### PROMPT
Below are the records. Retype exactly the lines between the lines holding "### LINKED ISSUE" and "as dev dependencies.", inclusive.

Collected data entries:
● ● ● ● ● ● ●

PR #608, opened 2026-08-27
build: add stylelint for RTL-unsafe logical CSS properties

### LINKED ISSUE #564: Add stylelint with logical-property rule to catch RTL styling bugs

akashfer:
Fixes #564

## What?

Adds a stylelint setup to GutenbergKit's SCSS, using `stylelint-plugin-logical-css` to flag physical (`left`/`right`/`padding-left`/etc.) properties that should be written as logical properties (`inset-inline-start`, `padding-inline`, etc.) for RTL correctness. Converts the ~29 existing violations the new rule flags to their logical equivalents.

## Why?

GutenbergKit's own SCSS is never processed by `rtlcss`, and nothing currently guards against physical-property RTL bugs — one (`border-right-color` misplacing the toolbar divider) had to be found by eye during RTL testing. There was no stylelint setup at all: no config, no dependency, no `lint:css` script, no Makefile target.

## How?

- Added `stylelint`, `stylelint-plugin-logical-css` (pinned to `^1.2.3`, matching the version upstream Gutenberg pins in `tools/stylelint/config.js` — v2 renamed the rule this issue asks for), `@wordpress/stylelint-config`, and `postcss-scss` as dev dependencies.
- Added `.stylelintrc.mjs` extending `@wordpress/stylelint-config/scss` and enabling `plugin/use-logical-properties-and-values`, reusing upstream's `ignore` list for properties that don't affect RTL (`margin-top`, `width`, `overflow-y`, `border-top`, etc.).
- The base `@wordpress/stylelint-config/scss` ruleset is otherwise stricter than this codebase's existing conventions (BEM-style double-underscore class names, blank-line formatting, specificity ordering). Relaxed the same rules upstream's own config relaxes for the same reason, to keep this PR scoped to the logical-properties rule rather than a repo-wide style rewrite.
- Added `lint:css` / `lint:css:fix` npm scripts and matching `lint-css` / `lint-css-fix` Makefile targets, mirroring the existing `lint-js` pattern.
- Wired `lint-css` into the Buildkite pipeline alongside `lint-js`, including the release-gate `depends_on` list.
- Converted the ~29 flagged declarations (all symmetric `left`/`right` pairs, or single vertical properties like `scroll-padding-bottom`) to their logical equivalents.
- Two declarations in the toolbar's scroll-indicator gradients (`::before`/`::after`) are *not* a symmetric pair — they're the left- and right-scroll affordances, and whether they should flip in RTL needs its own investigation. Left those physical with an inline `stylelint-disable-next-line` and a comment, rather than guessing at a fix.
- Along the way, fixed a handful of small pre-existing issues the new linter surfaced independent of RTL (a dead duplicate `position: absolute` overridden by a later `position: fixed !important`, two duplicate selector blocks that can merge into one, three `0px` → `0` unit cleanups, and a few non-shorthand/named colors).

## Testing Instructions

1. `npm run lint:css` (or `make lint-css`) — should pass with no errors.
2. `make lint-js` / `make test-js` / `make build` — included here to confirm the change doesn't affect JS lint, unit tests (227 passing), or the Vite build.
3. Spot-check the converted rules still render correctly, e.g. the fixed toolbar (`src/components/editor-toolbar/style.scss`) and the visual editor toolbar/error boundary (`src/components/visual-editor/style.scss`) in both LTR and RTL (`?lang=ar` or similar).

No UI/behavior changes — this is a build-tooling and CSS-property-name change only; visual output is unchanged (logical properties resolve to the same physical box-model values in LTR, which is this project's current default and only tested direction).


AliSoftware:
In terms of infra/tooling (`Makefile` change & `package.json` changes) the changes looks ok to me.
But in terms of the CSS changes, I'm adding @dcalhoun as reviewer because he'll probably be more knowledgable in the changes this PR makes to the CSS properties in the GutenbergKit's code itself than our team would.

dcalhoun:
@akashfer thank you for exploring this. It may take me a little while to begin review of this, but hopefully I can next week. I'll follow up.

akashfer:
Okay thanks

src/components/editor-toolbar/style.scss
```diff
@@ -19,9 +18,11 @@ $scroll-indicator-elevation: 32;
 }
 
 // Disable overflow scrolling for the block toolbar, and rely upon scrolling the
-// parent editor toolbar to avoid nested scrolling views.
+// parent editor toolbar to avoid nested scrolling views. Also disable scrolling
+// of the block toolbar itself, relying on the parent container scrolling instead.
```
dcalhoun, line 22: It seems we can forgo the copy of this comment from line 119. It duplicates the existing comment. 
```suggestion
// parent editor toolbar to avoid nested scrolling views. 
```

.stylelintrc.mjs
```diff
@@ -0,0 +1,51 @@
+/** @type {import('stylelint').Config} */
+export default {
+	extends: '@wordpress/stylelint-config/scss',
+	plugins: ['stylelint-plugin-logical-css'],
```
dcalhoun, line 4: *Finding from Claude:*

This file fails `prettier --check` (wp-prettier's bracket spacing). CI won't catch it: formatting is enforced via the `prettier/prettier` ESLint rule, and `lint:js` runs `eslint . --ext js,jsx`, so `.mjs` is never linted.

```suggestion
	plugins: [ 'stylelint-plugin-logical-css' ],
```

Worth adding `mjs,cjs` to the `--ext` list in a follow-up — `.eslintrc.cjs`, `.prettierrc.cjs`, and `e2e/.eslintrc.cjs` all already pass, so it'd be a no-op today.

.stylelintrc.mjs
```diff
@@ -0,0 +1,51 @@
...
+	rules: {
```
dcalhoun, line 5: *Finding from Claude:*

Gutenberg's `tools/stylelint/config.js` sets both of these; without them the `stylelint-disable-next-line` comments added below can rot silently, and a stale disable will suppress whatever lands on the line after it. `lint:js` already enforces the equivalent via `--report-unused-disable-directives`.

```suggestion
	reportNeedlessDisables: true,
	reportDescriptionlessDisables: true,
	rules: {
```

`reportDescriptionlessDisables` requires a `-- reason` on each disable directive, which pairs with the toolbar comments.

.stylelintrc.mjs
```diff
@@ -0,0 +1,51 @@
...
+		'plugin/use-logical-properties-and-values': [
```
dcalhoun, line 6: *Finding from Claude:*

Gutenberg is on `stylelint-plugin-logical-css@^2.1.0`, where this rule was renamed and split in two. Worth moving now rather than landing disable comments under a name we'd have to rename later — `^1.2.3` can't cross the major, so the pin freezes here otherwise.

I ran v2 against `src/**/*.scss` with this exact ignore list: the only violations are the two toolbar lines that already carry disables, flagged because v2 doesn't recognise the v1 name in them. Nothing else in the codebase changes.

```suggestion
		'logical-css/require-logical-keywords': true,
		'logical-css/require-logical-properties': [
```

Goes together with the version bump on `package.json` and the two disable directives in `editor-toolbar/style.scss`.

.stylelintrc.mjs
```diff
@@ -0,0 +1,51 @@
...
+					'margin-top',
+					'margin-bottom',
+					'overflow-x',
+					'overflow-y',
+					'padding-top',
+					'padding-bottom',
+					'scroll-margin-top',
+					'scroll-margin-bottom',
+					'top',
+					'bottom',
```
dcalhoun, line 28: *Finding from Claude:*

The list is copied from Gutenberg and inherits its gaps: it ignores the block-axis _shorthands_ but not the longhands. Per the plugin's `physical.js`, these are also flagged and equally unable to flip in RTL:

```suggestion
					// Doesn't affect RTL styles
					'border-bottom',
					'border-bottom-color',
					'border-bottom-style',
					'border-bottom-width',
					'border-top',
					'border-top-color',
					'border-top-style',
					'border-top-width',
					'box-orient',
					'contain-intrinsic-height',
					'contain-intrinsic-width',
					'width',
					'min-width',
					'max-width',
					'height',
					'min-height',
					'max-height',
					'margin-top',
					'margin-bottom',
					'overflow-x',
					'overflow-y',
					'overscroll-behavior-x',
					'overscroll-behavior-y',
					'padding-top',
					'padding-bottom',
					'scroll-margin-top',
					'scroll-margin-bottom',
					'scroll-padding-top',
					'scroll-padding-bottom',
					'top',
					'bottom',
```

(`border-top-left-radius` and friends stay flagged — they name a side on the inline axis.) This is what forced the `scroll-padding-bottom` conversion in `src/index.scss`.

package.json
```diff
@@ -97,17 +99,21 @@
...
 		"jsdom": "^29.0.2",
 		"magic-string": "^0.30.21",
 		"patch-package": "^8.0.1",
+		"postcss-scss": "^4.0.9",
 		"prettier": "npm:wp-prettier@^3.0.3",
 		"react-devtools": "^7.0.1",
 		"react-devtools-core": "^7.0.1",
 		"sass-embedded": "^1.98.0",
+		"stylelint": "^16.26.1",
+		"stylelint-plugin-logical-css": "^1.2.3",
```
dcalhoun: *Finding from Claude:*

These two are inverted. `stylelint-scss` is a declared peer of `@wordpress/stylelint-config` and its `scss.js` loads it by name (`plugins: ['stylelint-scss']`) — it only resolves today because npm auto-installs and hoists the peer, so a non-hoisting installer or `--legacy-peer-deps` breaks config load. `postcss-scss`, meanwhile, is a direct dependency of `stylelint-config-recommended-scss`, which requires it internally; nothing here imports it.

```suggestion
		"prettier": "npm:wp-prettier@^3.0.3",
		"react-devtools": "^7.0.1",
		"react-devtools-core": "^7.0.1",
		"sass-embedded": "^1.98.0",
		"stylelint": "^16.26.1",
		"stylelint-plugin-logical-css": "^1.2.3",
		"stylelint-scss": "^6.4.0",
```

src/index.scss
```diff
@@ -11,7 +11,7 @@ $toolbar-height: 56px;
 
 html {
 	// Ensure the toolbar does not overlap the editor content
-	scroll-padding-bottom: $toolbar-height;
+	scroll-padding-block-end: $toolbar-height;
```
dcalhoun, line 14: The block axis is always vertical and RTL flips only the inline axis. I suggest we revert this change to keep "bottom" both here to match `.gutenberg-kit-visual-editor__toolbar`. 

The ignore list also already treats `bottom`, `padding-bottom`, `margin-bottom` and `scroll-margin-bottom` as non-flipping—`scroll-padding-bottom` is outside it only by omission.

```suggestion
	scroll-padding-bottom: $toolbar-height;
```

Note this depends on the ignore-list suggestion on `.stylelintrc.mjs`; applied on its own it will fail the new rule.

src/index.scss
```diff
@@ -82,7 +83,7 @@ body.gutenberg-kit:not(.is-ios) .block-editor-block-list__layout::selection {
 	}
 
 	.block-settings-menu__close {
-		margin: 8px 8px 0px 0px;
+		margin: 8px 8px 0 0;
```
dcalhoun, line 86: *Finding from Claude:*

This shorthand is still RTL-broken and the new rule can't see it — it only inspects longhand property names and single keyword values, never multi-value shorthands. I verified: a file containing `margin: 8px 8px 0 0;` reports 0 problems while `padding-left` on the next line is flagged.

`.block-settings-menu__header` is a column flex container with `align-items: end`, so the close button renders at the inline end — the left edge in RTL — while `margin-right: 8px; margin-left: 0` puts the gap on the inside.

```suggestion
		margin-block: 8px 0;
		margin-inline: 0 8px;
```

Upstream pairs the logical rule with `declaration-property-max-values` (`margin: 3, padding: 3, border-width: 3, border-color: 3, border-style: 3, border-radius: 3, inset: 3`) under the comment "Prevents left/right values with shorthand property names (unclear for RTL)". Without it this whole class passes CI.

src/index.scss
```diff
@@ -130,16 +131,8 @@ body.gutenberg-kit:not(.is-ios) .block-editor-block-list__layout::selection {
...
-		padding-right: 8px !important;
-	}
-
-	// Inserter title
-	.components-popover__header-title {
-		font-size: 17px;
-		font-weight: 600;
-		text-align: center;
+		padding: 0 !important;
+		padding-inline: 8px !important;
```
dcalhoun, line 135: *Finding from Claude:*

This relies on declaration order: `padding: 0` zeroes all four sides, then `padding-inline` re-applies the inline ones. Swap the two lines — via a `--fix` run, a merge, or a reordering formatter — and the 8px gutters silently collapse. `declaration-block-no-duplicate-properties` is configured with `ignore: ['consecutive-duplicates']`, so stylelint won't warn either.

```suggestion
		padding-block: 0 !important;
		padding-inline: 8px !important;
```

src/components/visual-editor/default-theme-styles.scss
```diff
@@ -16,9 +16,9 @@
 	--wp--preset--aspect-ratio--2-3: 2/3;
 	--wp--preset--aspect-ratio--16-9: 16/9;
 	--wp--preset--aspect-ratio--9-16: 9/16;
-	--wp--preset--color--black: #000000;
+	--wp--preset--color--black: #000;
 	--wp--preset--color--cyan-bluish-gray: #abb8c3;
-	--wp--preset--color--white: #ffffff;
+	--wp--preset--color--white: #fff;
```
dcalhoun, line 21: *Finding from Claude:*

This file transcribes core's `theme.json` preset output and is injected verbatim into the canvas. Core emits the six-digit form, so shortening these purely to satisfy `color-hex-length` guarantees two spurious lines whenever someone re-syncs.

```suggestion
	--wp--preset--color--black: #000000;
	--wp--preset--color--cyan-bluish-gray: #abb8c3;
	--wp--preset--color--white: #ffffff;
```

Let's add a narrow `overrides` entry disabling `color-hex-length` for this file rather than `ignoreFiles`, which would also switch off the logical-CSS checking we want here.

src/components/editor-toolbar/style.scss
```diff
@@ -46,6 +47,10 @@ $scroll-indicator-elevation: 32;
 		content: "";
 		position: absolute;
 		top: 0;
+		// Not a symmetric pair with the `right` below (see the `::after` gradient) —
+		// whether this should flip in RTL needs its own investigation, so it is
+		// intentionally left physical for now rather than converted here.
+		// stylelint-disable-next-line plugin/use-logical-properties-and-values
```
dcalhoun, line 53: *Finding from Claude:*

The stated reason doesn't hold — this isn't pending investigation, it's a permanent constraint. `left: 0` pairs with the hard-coded `linear-gradient(to right)` three lines below; `linear-gradient` has no logical direction, so converting the position alone would put the fade on the wrong edge in RTL. Both have to flip together or neither does.

```suggestion
		// stylelint-disable-next-line plugin/use-logical-properties-and-values -- paired with the gradient direction below
```

The directive will need renaming to `logical-css/require-logical-properties` if the plugin is bumped to v2.

src/components/editor-toolbar/style.scss
```diff
@@ -66,6 +71,9 @@ $scroll-indicator-elevation: 32;
 		content: "";
 		position: absolute;
 		top: 0;
+		// Not a symmetric pair with the `left` above — see the note on the
+		// `::before` gradient.
+		// stylelint-disable-next-line plugin/use-logical-properties-and-values
```
dcalhoun, line 76: *Finding from Claude:*

Same as above — `right: 0` pairs with `linear-gradient(to left)` below, which is the real reason this can't be converted in isolation.

```suggestion
		// stylelint-disable-next-line plugin/use-logical-properties-and-values -- paired with the gradient direction below
```

The directive will need renaming to `logical-css/require-logical-properties` if the plugin is bumped to v2.

Makefile
```diff
@@ -231,6 +231,14 @@ wp-env-android-urls: ## Report whether WordPress emits emulator-reachable URLs,
 format: npm-dependencies ## Format code
 	npm run format
 
+.PHONY: lint-css
+lint-css: npm-dependencies ## Lint SCSS code
+	npm run lint:css
+
+.PHONY: lint-css-fix
+lint-css-fix: npm-dependencies ## Lint and auto-fix SCSS code
+	npm run lint:css:fix
```
dcalhoun: *Finding from Claude:*

`lint-css` lands as a required CI step, but none of the three places documenting the pre-submit lint workflow mention it:

- `AGENTS.md:68` — "**CRITICAL**: Always run these commands..." lists only `lint-js-fix` and `lint-swift-fix`
- `CONTRIBUTING.md:22` — "Run `make format` and `make lint-js` before submitting changes"
- `docs/code/testing.md:110-123`

Someone following those verbatim finds out about `lint-css` from a red build. Worth adding `make lint-css-fix` alongside in all three.

Also: `.claude/settings.json` wires a `PostToolUse` hook for prettier and SwiftLint but not stylelint, so the in-editor loop the repo already relies on for Swift is missing for SCSS.

package.json
```diff
@@ -97,17 +99,21 @@
...
 		"@wordpress/prettier-config": "^4.43.0",
+		"@wordpress/stylelint-config": "^24.3.0",
 		"ajv": "^8.18.0",
 		"eslint": "^8.57",
 		"eslint-import-resolver-typescript": "^4.4.4",
 		"eslint-plugin-react-refresh": "^0.4.26",
 		"jsdom": "^29.0.2",
 		"magic-string": "^0.30.21",
 		"patch-package": "^8.0.1",
+		"postcss-scss": "^4.0.9",
```
dcalhoun, line 110: *Finding from Claude:*

`postcss-scss` is a direct dependency of `stylelint-config-recommended-scss`, which requires it internally to set `customSyntax`. Nothing in this repo imports it, so declaring it here is dead weight we'd have to version-bump by hand.

```suggestion
		"patch-package": "^8.0.1",
```

package.json
dcalhoun, line 116: *Finding from Claude:*

Bump to match Gutenberg — see the rule-name comment on `.stylelintrc.mjs`, which has the measured cost. Apply both together or neither; the renamed rules won't resolve on v1.

```suggestion
		"stylelint-plugin-logical-css": "^2.1.0",
```

package.json
```diff
@@ -97,17 +99,21 @@
...
 		"prettier": "npm:wp-prettier@^3.0.3",
 		"react-devtools": "^7.0.1",
 		"react-devtools-core": "^7.0.1",
 		"sass-embedded": "^1.98.0",
+		"stylelint": "^16.26.1",
+		"stylelint-plugin-logical-css": "^1.2.3",
 		"vite": "^8.0.16",
```
dcalhoun, line 117: *Finding from Claude:*

`stylelint-scss` is missing. `@wordpress/stylelint-config` declares it as a peer and its `scss.js` loads it by name (`plugins: ['stylelint-scss']`), so it only resolves today because npm auto-installs and hoists the peer. Under a non-hoisting installer or `--legacy-peer-deps`, config load fails outright.

```suggestion
		"stylelint-scss": "^6.4.0",
		"vite": "^8.0.16",
```

dcalhoun (changes requested):
@akashfer thank you for contributing this! 🙇🏻‍♂️ 

I tested the editor with the style changes. I did not encounter any regressions. 

In my review with Claude, I did uncover several findings that I believe are legitimate and worth addressing. **Would you please take a look at addressing the inline comments?** 

Lastly, if you merge the latest trunk branch into this branch, we'll receive https://github.com/wordpress-mobile/GutenbergKit/pull/615, which will help avoid cryptic lint run hangs.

● ● ● ● ● ● ●

### OUTPUT FOR THIS EXERCISE
### LINKED ISSUE #564: Add stylelint with logical-property rule to catch RTL styling bugs

akashfer:
Fixes #564

## What?

Adds a stylelint setup to GutenbergKit's SCSS, using `stylelint-plugin-logical-css` to flag physical (`left`/`right`/`padding-left`/etc.) properties that should be written as logical properties (`inset-inline-start`, `padding-inline`, etc.) for RTL correctness. Converts the ~29 existing violations the new rule flags to their logical equivalents.

## Why?

GutenbergKit's own SCSS is never processed by `rtlcss`, and nothing currently guards against physical-property RTL bugs — one (`border-right-color` misplacing the toolbar divider) had to be found by eye during RTL testing. There was no stylelint setup at all: no config, no dependency, no `lint:css` script, no Makefile target.

## How?

- Added `stylelint`, `stylelint-plugin-logical-css` (pinned to `^1.2.3`, matching the version upstream Gutenberg pins in `tools/stylelint/config.js` — v2 renamed the rule this issue asks for), `@wordpress/stylelint-config`, and `postcss-scss` as dev dependencies.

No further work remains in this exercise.